What you have to do: Only the lines holding the string "information" are needed; copy each of them from the data.

BEGIN Task inputs

Issue #615, opened 2016-02-03
Should we move Tuple<X, Y> from Rpc interfaces to common level?


mderka:
Whenever we need to retrieve data in pages, the Rpc interface contains a nested class `Tupe<X,Y>` which is afaik used to associate a page token with page iterable data. It is repeated code which I found in `BigQueryRpc`, `ProjectManagerRpc`, and I am now creating another copy in `DnsRpc`. We should consider moving it to the core.

mderka:
Perhaps could be done together with #613.

ajkannan:
It was mentioned in the discussion of #315, but we decided against adding it because we didn't want to expose a Tuple class.

mziccard:
I am still for not exposing it.

mderka:
Ok, got it. Then we can close this.

Issue #610, opened 2016-02-02
Should we overload methods for manipulating managed zone for both id and name?


mderka:
The service API allows for identifying managed zones by both unsigned long id and String name. Our original intention was to overload methods for manipulating managed zones to accept both BigInteger id or String name. We are currently leaning towards not doing this, treating id as read-only value and identifying zones by name only for the purposes of manipulation (get, delete, apply change, list changes). 

Also, there is a suggestion for providing ID as String instead of BigInteger which seems to be consistent with gcloud-python and other services.

Opening this base on discussion in PR #606.

aozarov:
+1 for not overloading. My reasons are mentioned [here](https://github.com/GoogleCloudPlatform/gcloud-java/pull/606#discussion_r51618080).

Also, +1 for changing the ID from `BigInteger` to `String` (which is more consistent with other services
that has both internal/read-only id and external id, such as project in resource-manager and bucket in storage).

aozarov:
Also, as part of this change (making dns id read-only) we should mandate that when ZoneInfo is constructed name would never be null. I think this makes sense and would work well with the Zone changes.

mderka:
While doing this, add options for zone create method.

PR #616, opened 2016-02-03
Completes DnsRpc interface by adding methods and doc. Implements DefaultDnsRpc.

### LINKED ISSUE #594: Add methods to DnsServiceRpc

mderka:
Closes #594.

### DIFF
--- a/gcloud-java-dns/src/main/java/com/google/gcloud/spi/DefaultDnsRpc.java
+++ b/gcloud-java-dns/src/main/java/com/google/gcloud/spi/DefaultDnsRpc.java
@@ -1,6 +1,8 @@
 package com.google.gcloud.spi;
 
+import static com.google.gcloud.spi.DnsRpc.ListResult.of;
 import static com.google.gcloud.spi.DnsRpc.Option.DNS_NAME;
+import static com.google.gcloud.spi.DnsRpc.Option.NAME;
 import static com.google.gcloud.spi.DnsRpc.Option.DNS_TYPE;
 import static com.google.gcloud.spi.DnsRpc.Option.FIELDS;
 import static com.google.gcloud.spi.DnsRpc.Option.PAGE_SIZE;
@@ -30,7 +32,7 @@ import java.util.Map;
  */
 public class DefaultDnsRpc implements DnsRpc {
 
-  private static final String SORTING_KEY = "changeSequence";
+  private static final String SORT_BY = "changeSequence";
   private final Dns dns;
   private final DnsOptions options;
 
@@ -77,17 +79,16 @@ public class DefaultDnsRpc implements DnsRpc {
   }
 
   @Override
-  public Tuple<String, Iterable<ManagedZone>> listZones(Map<Option, ?> options)
-      throws DnsException {
+  public ListResult<ManagedZone> listZones(Map<Option, ?> options) throws DnsException {
     // fields, page token, page size
     try {
       ManagedZonesListResponse zoneList = dns.managedZones().list(this.options.projectId())
           .setFields(FIELDS.getString(options))
           .setMaxResults(PAGE_SIZE.getInt(options))
+          .setDnsName(DNS_NAME.getString(options))
           .setPageToken(PAGE_TOKEN.getString(options))
           .execute();
-      return Tuple.<String, Iterable<ManagedZone>>of(zoneList.getNextPageToken(),
-          zoneList.getManagedZones());
+      return of(zoneList.getNextPageToken(), zoneList.getManagedZones());
     } catch (IOException ex) {
       throw translate(ex);
     }
@@ -108,8 +109,8 @@ public class DefaultDnsRpc implements DnsRpc {
   }
 
   @Override
-  public Tuple<String, Iterable<ResourceRecordSet>> listDnsRecords(String zoneName,
-      Map<Option, ?> options) throws DnsException {
+  public ListResult<ResourceRecordSet> listDnsRecords(String zoneName, Map<Option, ?> options)
+      throws DnsException {
     // options are fields, page token, dns name, type
     try {
       ResourceRecordSetsListResponse response = dns.resourceRecordSets()
@@ -117,11 +118,10 @@ public class DefaultDnsRpc implements DnsRpc {
           .setFields(FIELDS.getString(options))
           .setPageToken(PAGE_TOKEN.getString(options))
           .setMaxResults(PAGE_SIZE.getInt(options))
-          .setName(DNS_NAME.getString(options))
+          .setName(NAME.getString(options))
           .setType(DNS_TYPE.getString(options))
           .execute();
-      return Tuple.<String, Iterable<ResourceRecordSet>>of(response.getNextPageToken(),
-          response.getRrsets());
+      return of(response.getNextPageToken(), response.getRrsets());
     } catch (IOException ex) {
       throw translate(ex);
     }
@@ -159,8 +159,7 @@ public class DefaultDnsRpc implements DnsRpc {
     } catch (IOException ex) {
       DnsException serviceException = translate(ex);
       if (serviceException.code() == HTTP_NOT_FOUND) {
-        // message format "The 'parameters.changeId' resource named '4' does not exist."
-        if (serviceException.getMessage().contains("changeId")) {
+        if (serviceException.location().equals("entity.parameters.changeId")) {
           // the change id was not found, but the zone exists
           return null;
         }
@@ -171,7 +170,7 @@ public class DefaultDnsRpc implements DnsRpc {
   }
 
   @Override
-  public Tuple<String, Iterable<Change>> listChangeRequests(String zoneName, Map<Option, ?> options)
+  public ListResult<Change> listChangeRequests(String zoneName, Map<Option, ?> options)
       throws DnsException {
     // options are fields, page token, page size, sort order
     try {
@@ -181,10 +180,10 @@ public class DefaultDnsRpc implements DnsRpc {
           .setPageToken(PAGE_TOKEN.getString(options));
       if (SORTING_ORDER.getString(options) != null) {
         // todo check and change if more sorting options are implemented, issue #604
-        request = request.setSortBy(SORTING_KEY).setSortOrder(SORTING_ORDER.getString(options));
+        request = request.setSortBy(SORT_BY).setSortOrder(SORTING_ORDER.getString(options));
       }
       ChangesListResponse response = request.execute();
-      return Tuple.<String, Iterable<Change>>of(response.getNextPageToken(), response.getChanges());
+      return ListResult.of(response.getNextPageToken(), response.getChanges());
     } catch (IOException ex) {
       throw translate(ex);
     }
--- a/gcloud-java-dns/src/main/java/com/google/gcloud/spi/DnsRpc.java
+++ b/gcloud-java-dns/src/main/java/com/google/gcloud/spi/DnsRpc.java
@@ -20,6 +20,7 @@ import com.google.api.services.dns.model.Change;
 import com.google.api.services.dns.model.ManagedZone;
 import com.google.api.services.dns.model.Project;
 import com.google.api.services.dns.model.ResourceRecordSet;
+import com.google.common.collect.ImmutableList;
 import com.google.gcloud.dns.DnsException;
 
 import java.util.Map;
@@ -28,9 +29,10 @@ public interface DnsRpc {
 
   enum Option {
     FIELDS("fields"),
-    PAGE_SIZE("maxSize"),
+    PAGE_SIZE("maxResults"),
     PAGE_TOKEN("pageToken"),
     DNS_NAME("dnsName"),
+    NAME("name"),
     DNS_TYPE("type"),
     SORTING_ORDER("sortOrder");
 
@@ -58,26 +60,26 @@ public interface DnsRpc {
     }
   }
 
-  class Tuple<X, Y> {
+  class ListResult<T> {
 
-    private final X x;
-    private final Y y;
+    private final Iterable<T> results;
+    private final String pageToken;
 
-    private Tuple(X x, Y y) {
-      this.x = x;
-      this.y = y;
+    public ListResult(String pageToken, Iterable<T> results) {
+      this.results = ImmutableList.copyOf(results);
+      this.pageToken = pageToken;
     }
 
-    public static <X, Y> Tuple<X, Y> of(X x, Y y) {
-      return new Tuple<>(x, y);
+    public static <T> ListResult<T> of(String pageToken, Iterable<T> list) {
+      return new ListResult<>(pageToken, list);
     }
 
-    public X x() {
-      return x;
+    public Iterable<T> results() {
+      return results;
     }
 
-    public Y y() {
-      return y;
+    public String pageToken() {
+      return pageToken;
     }
   }
 
@@ -106,7 +108,7 @@ public interface DnsRpc {
    * @param options a map of options for the service call
    * @throws DnsException upon failure
    */
-  Tuple<String, Iterable<ManagedZone>> listZones(Map<Option, ?> options) throws DnsException;
+  ListResult<ManagedZone> listZones(Map<Option, ?> options) throws DnsException;
 
   /**
    * Deletes the zone identified by the name.
@@ -123,12 +125,12 @@ public interface DnsRpc {
    * @param options a map of options for the service call
    * @throws DnsException upon failure or if zone was not found
    */
-  Tuple<String, Iterable<ResourceRecordSet>> listDnsRecords(String zoneName,
-      Map<Option, ?> options) throws DnsException;
+  ListResult<ResourceRecordSet> listDnsRecords(String zoneName, Map<Option, ?> options)
+      throws DnsException;
 
   /**
    * Returns information about the current project.
-   * 
+   *
    * @param options a map of options for the service call
    * @return up-to-date project information
    * @throws DnsException upon failure or if the project is not found
@@ -136,7 +138,7 @@ public interface DnsRpc {
   Project getProject(Map<Option, ?> options) throws DnsException;
 
   /**
-   * Applies change request to a zone. 
+   * Applies change request to a zone.
    *
    * @param zoneName the name of a zone to which the {@code Change} should be applied
    * @param changeRequest change to be applied
@@ -144,7 +146,7 @@ public interface DnsRpc {
    * @return updated change object with server-assigned ID
    * @throws DnsException upon failure or if zone was not found
    */
-  Change applyChangeRequest(String zoneName, Change changeRequest, Map<Option, ?> options) 
+  Change applyChangeRequest(String zoneName, Change changeRequest, Map<Option, ?> options)
       throws DnsException;
 
   /**
@@ -156,7 +158,7 @@ public interface DnsRpc {
    * @return up-to-date change object or {@code null} if change was not found
    * @throws DnsException upon failure or if zone was not found
    */
-  Change getChangeRequest(String zoneName, String changeRequestId, Map<Option, ?> options) 
+  Change getChangeRequest(String zoneName, String changeRequestId, Map<Option, ?> options)
       throws DnsException;
 
   /**
@@ -166,6 +168,6 @@ public interface DnsRpc {
    * @param options a map of options for the service call
    * @throws DnsException upon failure or if zone was not found
    */
-  Tuple<String, Iterable<Change>> listChangeRequests(String zoneName, Map<Option, ?> options) 
+  ListResult<Change> listChangeRequests(String zoneName, Map<Option, ?> options)
       throws DnsException;
 }
--- a/gcloud-java-dns/src/main/java/com/google/gcloud/dns/Dns.java
+++ b/gcloud-java-dns/src/main/java/com/google/gcloud/dns/Dns.java
@@ -230,7 +230,7 @@ public interface Dns extends Service<DnsOptions> {
      * Restricts the list to only DNS records with this fully qualified domain name.
      */
     public static DnsRecordListOption dnsName(String dnsName) {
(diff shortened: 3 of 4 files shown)


mderka:
DefaultDnsRpc is to be tested within integration tests in #617.

gcloud-java-dns/src/main/java/com/google/gcloud/spi/DefaultDnsRpc.java
```diff
@@ -0,0 +1,178 @@
...
+      throw translate(ex);
+    }
+  }
+
+  @Override
+  public ManagedZone getZone(String zoneName, Map<Option, ?> options) throws DnsException {
+    // just fields option
+    try {
+      return dns.managedZones().get(this.options.projectId(), zoneName)
+          .setFields(FIELDS.getString(options)).execute();
```
mziccard: I would put `.execute()` on a new line, to have builder-like wrapping

gcloud-java-dns/src/main/java/com/google/gcloud/spi/DefaultDnsRpc.java
```diff
@@ -0,0 +1,178 @@
...
+    } catch (IOException ex) {
+      throw translate(ex);
```
mziccard: Should't we handle the not found case and return `null?
Something like:
```java
} catch (IOException ex) {
  DnsException serviceException = translate(ex);
  if (serviceException.code() == HTTP_NOT_FOUND) {
    return null;
  }
  throw serviceException;
}
```

gcloud-java-dns/src/main/java/com/google/gcloud/spi/DefaultDnsRpc.java
```diff
@@ -0,0 +1,178 @@
...
+    }
+  }
+
+  @Override
+  public Project getProject(Map<Option, ?> options) throws DnsException {
+    try {
+      return dns.projects().get(this.options.projectId())
+          .setFields(FIELDS.getString(options)).execute();
+    } catch (IOException ex) {
+      throw translate(ex);
```
mziccard: Should we return `null` for not found or throw exception in this case?
I would return `null` in other get calls (for consistency with other modules) but here a NOT FOUND project seems to me a more noteworthy error.

gcloud-java-dns/src/main/java/com/google/gcloud/spi/DefaultDnsRpc.java
```diff
@@ -0,0 +1,178 @@
...
+
+  @Override
+  public Change getChangeRequest(String zoneName, String changeRequestId, Map<Option, ?> options)
+      throws DnsException {
+    try {
+      return dns.changes().get(this.options.projectId(), zoneName, changeRequestId)
+          .setFields(FIELDS.getString(options))
+          .execute();
+    } catch (IOException ex) {
+      throw translate(ex);
```
mziccard: Should't we handle the not found case and return `null?
Something like:
```java
} catch (IOException ex) {
  DnsException serviceException = translate(ex);
  if (serviceException.code() == HTTP_NOT_FOUND) {
    return null;
  }
  throw serviceException;
}
```

gcloud-java-dns/src/main/java/com/google/gcloud/spi/DefaultDnsRpc.java
```diff
@@ -0,0 +1,178 @@
...
+      throws DnsException {
+    // options are fields, page token, page size, sort order
+    try {
+      Dns.Changes.List request = dns.changes().list(this.options.projectId(), zoneName)
+          .setFields(FIELDS.getString(options))
+          .setMaxResults(PAGE_SIZE.getInt(options))
+          .setPageToken(PAGE_TOKEN.getString(options));
+      if (SORTING_ORDER.getString(options) != null) {
+        // this needs to be checked and changed if more sorting options are implemented, issue #604
+        String key = "changeSequence";
```
mziccard: maybe make this a `static final` constant?

gcloud-java-dns/src/main/java/com/google/gcloud/spi/DefaultDnsRpc.java
```diff
@@ -0,0 +1,178 @@
...
+  public Tuple<String, Iterable<Change>> listChangeRequests(String zoneName, Map<Option, ?> options)
+      throws DnsException {
+    // options are fields, page token, page size, sort order
+    try {
+      Dns.Changes.List request = dns.changes().list(this.options.projectId(), zoneName)
+          .setFields(FIELDS.getString(options))
+          .setMaxResults(PAGE_SIZE.getInt(options))
+          .setPageToken(PAGE_TOKEN.getString(options));
+      if (SORTING_ORDER.getString(options) != null) {
+        // this needs to be checked and changed if more sorting options are implemented, issue #604
```
mziccard: what about adding a `todo`?

gcloud-java-dns/src/main/java/com/google/gcloud/spi/DnsRpc.java
```diff
@@ -52,5 +58,114 @@ Integer getInt(Map<Option, ?> options) {
...
+    public Y y() {
+      return y;
+    }
+  }
+
+  /**
+   * Creates a new zone.
+   *
+   * @param zone a zone to be created
+   * @return Updated {@link ManagedZone} object
```
mziccard: Do `@link` to external libraries actually work?

gcloud-java-dns/src/main/java/com/google/gcloud/spi/DnsRpc.java
```diff
@@ -52,5 +58,114 @@ Integer getInt(Map<Option, ?> options) {
...
+   * @throws DnsException upon failure
+   */
+  ManagedZone create(ManagedZone zone) throws DnsException;
+
+  /**
+   * Retrieves and returns an existing zone.
+   *
+   * @param zoneName name of the zone to be returned
+   * @param options a map of options for the service call
+   * @return a zone or {@code null} if not found
```
mziccard: This is not the case, see my comment on implementation

gcloud-java-dns/src/main/java/com/google/gcloud/spi/DnsRpc.java
```diff
@@ -52,5 +58,114 @@ Integer getInt(Map<Option, ?> options) {
...
+   * @throws DnsException upon failure
+   */
+  boolean deleteZone(String zoneName) throws DnsException;
+
+  /**
+   * Lists DNS records for a given zone.
+   *
+   * @param zoneName name of the zone to be listed
+   * @param options a map of options for the service call
+   * @throws DnsException upon failure or if zone not found
```
mziccard: "zone was not found"

gcloud-java-dns/src/main/java/com/google/gcloud/spi/DnsRpc.java
```diff
@@ -52,5 +58,114 @@ Integer getInt(Map<Option, ?> options) {
...
+      Map<Option, ?> options) throws DnsException;
+
+  /**
+   * Returns information about the current project.
+   * 
+   * @param options a map of options for the service call
+   * @return up-to-date project information
+   * @throws DnsException upon failure
+   */
+  Project getProject(Map<Option, ?> options) throws DnsException;
```
mziccard: What happens if not found? See my comment above on implementation

gcloud-java-dns/src/main/java/com/google/gcloud/spi/DnsRpc.java
```diff
@@ -52,5 +58,114 @@ Integer getInt(Map<Option, ?> options) {
...
+
+  /**
+   * Applies change request to a zone. 
+   *
+   * @param zoneName the name of a zone to which the {@link Change} should be applied
```
mziccard: See my comment above on `{@link}` for external libraries

gcloud-java-dns/src/main/java/com/google/gcloud/spi/DnsRpc.java
```diff
@@ -52,5 +58,114 @@ Integer getInt(Map<Option, ?> options) {
...
+   * @param changeRequest change to be applied
+   * @param options a map of options for the service call
+   * @return updated change object with server-assigned ID
+   * @throws DnsException upon failure or if zone not found
```
mziccard: "zone was not found"

gcloud-java-dns/src/main/java/com/google/gcloud/spi/DnsRpc.java
```diff
@@ -52,5 +58,114 @@ Integer getInt(Map<Option, ?> options) {
...
+   */
+  Change applyChangeRequest(String zoneName, Change changeRequest, Map<Option, ?> options) 
+      throws DnsException;
+
+  /**
+   * Returns an existing change request.
+   *
+   * @param zoneName the name of a zone to which the {@link Change} was be applied
```
mziccard: See my comment above on `{@link}` for external libraries

gcloud-java-dns/src/main/java/com/google/gcloud/spi/DnsRpc.java
```diff
@@ -52,5 +58,114 @@ Integer getInt(Map<Option, ?> options) {
...
+   * @param changeRequestId the unique id assigned to the change by the server
+   * @param options a map of options for the service call
+   * @return up-to-date change object
+   * @throws DnsException upon failure or if zone not found
```
mziccard: "zone was not found"

If we do (see my comment on implementation) we should document that we return null if the change was not found

gcloud-java-dns/src/main/java/com/google/gcloud/spi/DnsRpc.java
```diff
@@ -52,5 +58,114 @@ Integer getInt(Map<Option, ?> options) {
...
+   */
+  Change getChangeRequest(String zoneName, String changeRequestId, Map<Option, ?> options) 
+      throws DnsException;
+
+  /**
+   * List an existing change requests for a zone.
```
mziccard: remove "an"

gcloud-java-dns/src/main/java/com/google/gcloud/spi/DnsRpc.java
```diff
@@ -52,5 +58,114 @@ Integer getInt(Map<Option, ?> options) {
...
+   *
+   * @param zoneName the name of a zone to which the {@link Change}s were be applied
```
mziccard: See my comment above on `{@link}` for external libraries

gcloud-java-dns/src/main/java/com/google/gcloud/spi/DnsRpc.java
```diff
@@ -52,5 +58,114 @@ Integer getInt(Map<Option, ?> options) {
...
+   * @param options a map of options for the service call
+   * @throws DnsException upon failure or if zone not found
```
mziccard: "zone was not found"

mziccard:
Not related to this PR. I think that the method [Dns.getProjectInfo()](https://github.com/GoogleCloudPlatform/gcloud-java/blob/dns-alpha/gcloud-java-dns/src/main/java/com/google/gcloud/dns/Dns.java#L524) should be called `getProject`.

gcloud-java-dns/src/main/java/com/google/gcloud/spi/DefaultDnsRpc.java
mderka: Ok.

gcloud-java-dns/src/main/java/com/google/gcloud/spi/DefaultDnsRpc.java
mderka: My bad, forgotten. Fixing everywhere.

gcloud-java-dns/src/main/java/com/google/gcloud/spi/DefaultDnsRpc.java
mderka: fixed

gcloud-java-dns/src/main/java/com/google/gcloud/spi/DefaultDnsRpc.java
mderka: added

gcloud-java-dns/src/main/java/com/google/gcloud/spi/DefaultDnsRpc.java
mderka: fixed

gcloud-java-dns/src/main/java/com/google/gcloud/spi/DnsRpc.java
mderka: Removed.

gcloud-java-dns/src/main/java/com/google/gcloud/spi/DnsRpc.java
mderka: fixed

gcloud-java-dns/src/main/java/com/google/gcloud/spi/DnsRpc.java
mderka: fixed

gcloud-java-dns/src/main/java/com/google/gcloud/spi/DnsRpc.java
mderka: removed

gcloud-java-dns/src/main/java/com/google/gcloud/spi/DnsRpc.java
mderka: fixed

gcloud-java-dns/src/main/java/com/google/gcloud/spi/DnsRpc.java
mderka: fixed

gcloud-java-dns/src/main/java/com/google/gcloud/spi/DnsRpc.java
mderka: fixed and updated doc to include null

gcloud-java-dns/src/main/java/com/google/gcloud/spi/DnsRpc.java
mderka: removed

gcloud-java-dns/src/main/java/com/google/gcloud/spi/DnsRpc.java
mderka: removed

gcloud-java-dns/src/main/java/com/google/gcloud/spi/DnsRpc.java
mderka: fixed

gcloud-java-dns/src/main/java/com/google/gcloud/spi/DnsRpc.java
mderka: I think this should never happen in the first place. However, this is kind of the scenario when the parent container does not exist, is it not? Furthermore, it feels consistent with other parts of the library. Say that you want to fetch a bucket from non-existent project using Storage, you will get an exception as well, right?

The service call itself gives us 400 error.

mderka:
Fixed all except getProject()---see above. 

Regarding `Dns.getProjectInfo()`, I would agree if `Project` was functional, but it really is just a container for project quota. There are no methods that you can call on it which would contact the service. Would that not be a bit confusing?

mderka:
Ok. Please, check this despite the coverall drop. See the top comment regarding tests.

gcloud-java-dns/src/main/java/com/google/gcloud/spi/DefaultDnsRpc.java
mderka: (I originally typed this below) TL;DR: I would do an exception.

I think this should never happen in the first place. However, this is kind of the scenario when the parent container does not exist, is it not? Furthermore, it feels consistent with other parts of the library. Say that you want to fetch a bucket from non-existent project using Storage, you will get an exception as well, right?

The service call itself gives us 400 error.

For now, I at least specified it in the doc.

gcloud-java-dns/src/main/java/com/google/gcloud/spi/DnsRpc.java
```diff
@@ -16,6 +16,12 @@
 
 package com.google.gcloud.spi;
 
+import com.google.api.services.dns.model.Change;
+import com.google.api.services.dns.model.ManagedZone;
+import com.google.api.services.dns.model.Project;
+import com.google.api.services.dns.model.ResourceRecordSet;
+import com.google.gcloud.dns.DnsException;
+
```
aozarov: I think the following RPC string value need to change:
"maxSize" -> "maxResults"
"dnsName" -> "name"

gcloud-java-dns/src/main/java/com/google/gcloud/spi/DnsRpc.java
```diff
@@ -52,5 +58,114 @@ Integer getInt(Map<Option, ?> options) {
     }
   }
 
-  //TODO(mderka) add supported operations. Created issue #594.
+  class Tuple<X, Y> {
```
aozarov: Per your issue #615, I think in this case API can look better if you have a specific 
`ListResult<T>` class that holds Iterable<T> for values and String cursor as it seems the Tuple
is used only for listing and in a consistent way.

gcloud-java-dns/src/main/java/com/google/gcloud/spi/DefaultDnsRpc.java
```diff
@@ -0,0 +1,192 @@
...
+
+import java.io.IOException;
+import java.util.Map;
+
+/**
+ * A default implementation of the DnsRpc interface.
+ */
+public class DefaultDnsRpc implements DnsRpc {
+
+  private static final String SORTING_KEY = "changeSequence";
```
aozarov: Nit, at this layer I think SORT_BY would be a better name.

gcloud-java-dns/src/main/java/com/google/gcloud/spi/DefaultDnsRpc.java
```diff
@@ -0,0 +1,192 @@
...
+    HttpRequestInitializer initializer = options.httpRequestInitializer();
+    this.dns = new Dns.Builder(transport, new JacksonFactory(), initializer)
+        .setRootUrl(options.host())
+        .setApplicationName(options.applicationName())
+        .build();
+    this.options = options;
+  }
+
+  @Override
+  public ManagedZone create(ManagedZone zone) throws DnsException {
```
aozarov: I now wonder why we didn't provide options also for create (in the API and RPC layer)...

gcloud-java-dns/src/main/java/com/google/gcloud/spi/DefaultDnsRpc.java
```diff
@@ -0,0 +1,192 @@
...
+      throws DnsException {
+    try {
+      return dns.changes().get(this.options.projectId(), zoneName, changeRequestId)
+          .setFields(FIELDS.getString(options))
+          .execute();
+    } catch (IOException ex) {
+      DnsException serviceException = translate(ex);
+      if (serviceException.code() == HTTP_NOT_FOUND) {
+        // message format "The 'parameters.changeId' resource named '4' does not exist."
+        if (serviceException.getMessage().contains("changeId")) {
```
aozarov: Re error-codes, can we add that to the list. There should be a better way to detect that (e.g. different reason).

mziccard:
> Regarding Dns.getProjectInfo(), I would agree if Project was functional, but it really is just a container for project quota. There are no methods that you can call on it which would contact the service. Would that not be a bit confusing?

Before our most recent changes that make functional objects extend infos we used to return `XXXInfo` objects while the methods were called simply `getXXX`. I think we should stick to this convention, adding the `Info` suffix does not make the method clearer to me.

gcloud-java-dns/src/main/java/com/google/gcloud/spi/DefaultDnsRpc.java
mderka: Changed

gcloud-java-dns/src/main/java/com/google/gcloud/spi/DefaultDnsRpc.java
mderka: Reason is the same. The responses are identical up to the message and "location" attribute of "debugInfo". I switched it to location.

gcloud-java-dns/src/main/java/com/google/gcloud/spi/DnsRpc.java
mderka: Agreed. Refactored.

gcloud-java-dns/src/main/java/com/google/gcloud/spi/DnsRpc.java
mderka: Yes for maxResults. Not really for dnsName. The service allows two options: dnsName (e.g. for listing zones) and name (e.g. for listing dns records), so we need both options. I made a mistake of tossing both into dnsName. I am adding the option name option.

gcloud-java-dns/src/main/java/com/google/gcloud/spi/DefaultDnsRpc.java
mderka: We did not have a special reason for it, probably just forgot. I will add when modifying for #610.

mderka:
Re: Dns.getProjectInfo(), consistency sounds like a good enough reason. Since this touches layers above this rpc and some code that I have been working on in the mean time, I will handle it within a separate PR. Opening #619.

mderka:
Ready for another check.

END Task inputs

Written solution:
    * Returns information about the current project.
    * @return up-to-date project information
+   * Returns information about the current project.
+   * @return up-to-date project information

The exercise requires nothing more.